Task description | Down to the last character, repeat the data that follows.

━━━ Data to examine

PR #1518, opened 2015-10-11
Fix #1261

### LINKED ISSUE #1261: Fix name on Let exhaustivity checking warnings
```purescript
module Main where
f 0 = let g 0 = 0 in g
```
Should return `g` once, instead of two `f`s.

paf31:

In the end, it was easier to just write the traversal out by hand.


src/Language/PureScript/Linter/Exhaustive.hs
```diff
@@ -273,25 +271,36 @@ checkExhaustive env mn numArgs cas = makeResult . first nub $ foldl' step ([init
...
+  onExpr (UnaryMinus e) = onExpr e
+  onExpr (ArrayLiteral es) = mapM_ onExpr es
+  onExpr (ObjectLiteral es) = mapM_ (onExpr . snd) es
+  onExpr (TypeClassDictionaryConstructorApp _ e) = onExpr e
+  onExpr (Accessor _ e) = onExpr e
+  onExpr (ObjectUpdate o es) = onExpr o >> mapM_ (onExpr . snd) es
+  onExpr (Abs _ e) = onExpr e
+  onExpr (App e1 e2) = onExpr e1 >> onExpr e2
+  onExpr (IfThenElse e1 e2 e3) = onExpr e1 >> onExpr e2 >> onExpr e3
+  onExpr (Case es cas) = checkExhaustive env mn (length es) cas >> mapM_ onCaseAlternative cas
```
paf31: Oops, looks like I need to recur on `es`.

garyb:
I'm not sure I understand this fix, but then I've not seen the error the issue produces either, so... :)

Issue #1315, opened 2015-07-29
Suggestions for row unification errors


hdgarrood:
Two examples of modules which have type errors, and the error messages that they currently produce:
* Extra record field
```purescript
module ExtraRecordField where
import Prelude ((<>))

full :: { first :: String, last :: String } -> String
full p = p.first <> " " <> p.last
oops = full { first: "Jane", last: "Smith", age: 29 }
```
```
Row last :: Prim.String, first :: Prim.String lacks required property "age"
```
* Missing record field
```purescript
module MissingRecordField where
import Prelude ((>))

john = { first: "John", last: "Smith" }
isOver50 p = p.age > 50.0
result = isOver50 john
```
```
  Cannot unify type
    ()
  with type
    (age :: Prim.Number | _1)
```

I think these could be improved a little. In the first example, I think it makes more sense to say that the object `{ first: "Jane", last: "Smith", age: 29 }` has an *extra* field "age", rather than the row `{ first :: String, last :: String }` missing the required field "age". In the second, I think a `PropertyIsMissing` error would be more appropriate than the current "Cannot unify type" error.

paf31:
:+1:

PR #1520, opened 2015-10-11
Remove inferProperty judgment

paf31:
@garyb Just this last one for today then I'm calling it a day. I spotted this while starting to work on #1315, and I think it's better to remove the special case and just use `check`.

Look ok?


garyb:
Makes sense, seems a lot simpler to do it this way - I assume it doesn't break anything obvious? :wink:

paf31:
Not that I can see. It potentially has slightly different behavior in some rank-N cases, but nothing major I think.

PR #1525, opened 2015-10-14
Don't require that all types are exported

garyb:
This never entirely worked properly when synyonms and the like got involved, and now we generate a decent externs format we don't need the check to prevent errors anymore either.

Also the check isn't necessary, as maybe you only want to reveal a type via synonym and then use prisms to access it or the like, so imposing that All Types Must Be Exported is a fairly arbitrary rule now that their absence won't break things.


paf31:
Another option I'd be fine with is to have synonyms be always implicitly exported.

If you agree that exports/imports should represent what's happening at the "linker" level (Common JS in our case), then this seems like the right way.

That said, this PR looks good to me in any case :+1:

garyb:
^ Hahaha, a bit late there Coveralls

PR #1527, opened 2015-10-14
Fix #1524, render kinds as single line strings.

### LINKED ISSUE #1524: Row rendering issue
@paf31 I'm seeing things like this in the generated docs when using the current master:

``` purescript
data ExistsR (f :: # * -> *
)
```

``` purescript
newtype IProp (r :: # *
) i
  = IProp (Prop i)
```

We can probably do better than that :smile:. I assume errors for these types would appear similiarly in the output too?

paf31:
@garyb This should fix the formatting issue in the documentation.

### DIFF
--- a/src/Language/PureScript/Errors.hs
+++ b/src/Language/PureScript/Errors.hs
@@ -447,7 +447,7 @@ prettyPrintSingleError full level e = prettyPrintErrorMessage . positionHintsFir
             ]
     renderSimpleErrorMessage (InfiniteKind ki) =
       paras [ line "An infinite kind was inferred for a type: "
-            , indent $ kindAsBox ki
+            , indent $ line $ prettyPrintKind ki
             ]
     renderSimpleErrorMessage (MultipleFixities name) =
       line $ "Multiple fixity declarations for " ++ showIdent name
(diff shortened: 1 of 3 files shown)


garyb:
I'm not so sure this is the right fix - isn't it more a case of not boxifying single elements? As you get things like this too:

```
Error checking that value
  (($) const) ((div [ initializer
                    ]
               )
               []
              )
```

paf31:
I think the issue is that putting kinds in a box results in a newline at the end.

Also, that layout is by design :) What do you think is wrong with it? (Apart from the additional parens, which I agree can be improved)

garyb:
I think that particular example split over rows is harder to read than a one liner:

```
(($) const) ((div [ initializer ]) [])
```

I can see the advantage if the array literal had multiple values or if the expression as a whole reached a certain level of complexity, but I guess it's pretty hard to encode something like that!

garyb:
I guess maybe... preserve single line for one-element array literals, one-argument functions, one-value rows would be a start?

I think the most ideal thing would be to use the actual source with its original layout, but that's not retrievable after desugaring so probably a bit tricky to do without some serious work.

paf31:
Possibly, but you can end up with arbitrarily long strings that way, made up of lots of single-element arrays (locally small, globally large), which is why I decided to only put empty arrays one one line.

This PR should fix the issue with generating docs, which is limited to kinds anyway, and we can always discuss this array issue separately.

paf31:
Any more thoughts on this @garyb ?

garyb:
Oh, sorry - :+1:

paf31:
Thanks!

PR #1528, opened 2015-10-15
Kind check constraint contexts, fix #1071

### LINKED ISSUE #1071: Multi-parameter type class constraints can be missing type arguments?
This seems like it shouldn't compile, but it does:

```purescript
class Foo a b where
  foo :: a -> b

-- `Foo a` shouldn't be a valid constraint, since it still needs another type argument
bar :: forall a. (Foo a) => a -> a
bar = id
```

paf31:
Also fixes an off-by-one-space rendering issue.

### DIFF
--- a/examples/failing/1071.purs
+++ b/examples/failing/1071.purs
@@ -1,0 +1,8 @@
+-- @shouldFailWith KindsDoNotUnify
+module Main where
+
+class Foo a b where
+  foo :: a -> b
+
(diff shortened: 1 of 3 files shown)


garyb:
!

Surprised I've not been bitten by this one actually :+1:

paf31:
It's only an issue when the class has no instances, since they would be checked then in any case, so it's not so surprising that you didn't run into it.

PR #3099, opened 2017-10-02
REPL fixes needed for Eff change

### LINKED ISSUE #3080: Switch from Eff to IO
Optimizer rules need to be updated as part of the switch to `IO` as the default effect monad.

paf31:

━━━━━━

Response box |
PR #1518, opened 2015-10-11
Fix #1261

### LINKED ISSUE #1261: Fix name on Let exhaustivity checking warnings
```purescript
module Main where
f 0 = let g 0 = 0 in g
```
Should return `g` once, instead of two `f`s.

paf31:

In the end, it was easier to just write the traversal out by hand.


src/Language/PureScript/Linter/Exhaustive.hs
```diff
@@ -273,25 +271,36 @@ checkExhaustive env mn numArgs cas = makeResult . first nub $ foldl' step ([init
...
+  onExpr (UnaryMinus e) = onExpr e
+  onExpr (ArrayLiteral es) = mapM_ onExpr es
+  onExpr (ObjectLiteral es) = mapM_ (onExpr . snd) es
+  onExpr (TypeClassDictionaryConstructorApp _ e) = onExpr e
+  onExpr (Accessor _ e) = onExpr e
+  onExpr (ObjectUpdate o es) = onExpr o >> mapM_ (onExpr . snd) es
+  onExpr (Abs _ e) = onExpr e
+  onExpr (App e1 e2) = onExpr e1 >> onExpr e2
+  onExpr (IfThenElse e1 e2 e3) = onExpr e1 >> onExpr e2 >> onExpr e3
+  onExpr (Case es cas) = checkExhaustive env mn (length es) cas >> mapM_ onCaseAlternative cas
```
paf31: Oops, looks like I need to recur on `es`.

garyb:
I'm not sure I understand this fix, but then I've not seen the error the issue produces either, so... :)

Issue #1315, opened 2015-07-29
Suggestions for row unification errors


hdgarrood:
Two examples of modules which have type errors, and the error messages that they currently produce:
* Extra record field
```purescript
module ExtraRecordField where
import Prelude ((<>))

full :: { first :: String, last :: String } -> String
full p = p.first <> " " <> p.last
oops = full { first: "Jane", last: "Smith", age: 29 }
```
```
Row last :: Prim.String, first :: Prim.String lacks required property "age"
```
* Missing record field
```purescript
module MissingRecordField where
import Prelude ((>))

john = { first: "John", last: "Smith" }
isOver50 p = p.age > 50.0
result = isOver50 john
```
```
  Cannot unify type
    ()
  with type
    (age :: Prim.Number | _1)
```

I think these could be improved a little. In the first example, I think it makes more sense to say that the object `{ first: "Jane", last: "Smith", age: 29 }` has an *extra* field "age", rather than the row `{ first :: String, last :: String }` missing the required field "age". In the second, I think a `PropertyIsMissing` error would be more appropriate than the current "Cannot unify type" error.

paf31:
:+1:

PR #1520, opened 2015-10-11
Remove inferProperty judgment

paf31:
@garyb Just this last one for today then I'm calling it a day. I spotted this while starting to work on #1315, and I think it's better to remove the special case and just use `check`.

Look ok?


garyb:
Makes sense, seems a lot simpler to do it this way - I assume it doesn't break anything obvious? :wink:

paf31:
Not that I can see. It potentially has slightly different behavior in some rank-N cases, but nothing major I think.

PR #1525, opened 2015-10-14
Don't require that all types are exported

garyb:
This never entirely worked properly when synyonms and the like got involved, and now we generate a decent externs format we don't need the check to prevent errors anymore either.

Also the check isn't necessary, as maybe you only want to reveal a type via synonym and then use prisms to access it or the like, so imposing that All Types Must Be Exported is a fairly arbitrary rule now that their absence won't break things.


paf31:
Another option I'd be fine with is to have synonyms be always implicitly exported.

If you agree that exports/imports should represent what's happening at the "linker" level (Common JS in our case), then this seems like the right way.

That said, this PR looks good to me in any case :+1:

garyb:
^ Hahaha, a bit late there Coveralls

PR #1527, opened 2015-10-14
Fix #1524, render kinds as single line strings.

### LINKED ISSUE #1524: Row rendering issue
@paf31 I'm seeing things like this in the generated docs when using the current master:

``` purescript
data ExistsR (f :: # * -> *
)
```

``` purescript
newtype IProp (r :: # *
) i
  = IProp (Prop i)
```

We can probably do better than that :smile:. I assume errors for these types would appear similiarly in the output too?

paf31:
@garyb This should fix the formatting issue in the documentation.

### DIFF
--- a/src/Language/PureScript/Errors.hs
+++ b/src/Language/PureScript/Errors.hs
@@ -447,7 +447,7 @@ prettyPrintSingleError full level e = prettyPrintErrorMessage . positionHintsFir
             ]
     renderSimpleErrorMessage (InfiniteKind ki) =
       paras [ line "An infinite kind was inferred for a type: "
-            , indent $ kindAsBox ki
+            , indent $ line $ prettyPrintKind ki
             ]
     renderSimpleErrorMessage (MultipleFixities name) =
       line $ "Multiple fixity declarations for " ++ showIdent name
(diff shortened: 1 of 3 files shown)


garyb:
I'm not so sure this is the right fix - isn't it more a case of not boxifying single elements? As you get things like this too:

```
Error checking that value
  (($) const) ((div [ initializer
                    ]
               )
               []
              )
```

paf31:
I think the issue is that putting kinds in a box results in a newline at the end.

Also, that layout is by design :) What do you think is wrong with it? (Apart from the additional parens, which I agree can be improved)

garyb:
I think that particular example split over rows is harder to read than a one liner:

```
(($) const) ((div [ initializer ]) [])
```

I can see the advantage if the array literal had multiple values or if the expression as a whole reached a certain level of complexity, but I guess it's pretty hard to encode something like that!

garyb:
I guess maybe... preserve single line for one-element array literals, one-argument functions, one-value rows would be a start?

I think the most ideal thing would be to use the actual source with its original layout, but that's not retrievable after desugaring so probably a bit tricky to do without some serious work.

paf31:
Possibly, but you can end up with arbitrarily long strings that way, made up of lots of single-element arrays (locally small, globally large), which is why I decided to only put empty arrays one one line.

This PR should fix the issue with generating docs, which is limited to kinds anyway, and we can always discuss this array issue separately.

paf31:
Any more thoughts on this @garyb ?

garyb:
Oh, sorry - :+1:

paf31:
Thanks!

PR #1528, opened 2015-10-15
Kind check constraint contexts, fix #1071

### LINKED ISSUE #1071: Multi-parameter type class constraints can be missing type arguments?
This seems like it shouldn't compile, but it does:

```purescript
class Foo a b where
  foo :: a -> b

-- `Foo a` shouldn't be a valid constraint, since it still needs another type argument
bar :: forall a. (Foo a) => a -> a
bar = id
```

paf31:
Also fixes an off-by-one-space rendering issue.

### DIFF
--- a/examples/failing/1071.purs
+++ b/examples/failing/1071.purs
@@ -1,0 +1,8 @@
+-- @shouldFailWith KindsDoNotUnify
+module Main where
+
+class Foo a b where
+  foo :: a -> b
+
(diff shortened: 1 of 3 files shown)


garyb:
!

Surprised I've not been bitten by this one actually :+1:

paf31:
It's only an issue when the class has no instances, since they would be checked then in any case, so it's not so surprising that you didn't run into it.

PR #3099, opened 2017-10-02
REPL fixes needed for Eff change

### LINKED ISSUE #3080: Switch from Eff to IO
Optimizer rules need to be updated as part of the switch to `IO` as the default effect monad.

paf31:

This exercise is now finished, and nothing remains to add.